Before speaking with landowners, create a personal identification card. Office supply retail stores produce high-quality business cards for reasonable prices. Consider what to include on the card. Providing personal information translates into a more secure feeling for the landowner. Include basic demographic information: name, address, phone number, email address and vehicle information.

Consider any other information on your card that could increase your chances of receiving permission. If you can provide references, mention so on your card. If you are a volunteer hunter education instructor, mention on your cards. Are you a certified NRA instructor? Do you have current state police and FBI clearances? Are you a member of your state farm bureau? All of these are worth mentioning on your cards. What you include should make landowners feel secure about providing you access to their land.

Approaching Landowners

After compiling a list of potential properties and having business cards, it becomes time to approach landowners. Being yourself is the best way to approach landowners.

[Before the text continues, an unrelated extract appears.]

PR #248, opened 2020-08-26
Add fold_groups option to GroupbyStatistics and add TargetEncoding

### LINKED ISSUE #115: [OP] TargetEncoding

Slick dressing and game show host smiles and demeanor do not work. What does work is being polite, humble, honest and grateful. As the saying goes, treat others as you would want to be treated.

Have the mental awareness the landowner is doing you the favor. Imagine being in their shoes. How would your approach make you feel if you were the landowner? When greeting the landowner, avoid immediately asking for hunting permission. Introduce yourself and engage the landowner briefly in some respectful social conversation.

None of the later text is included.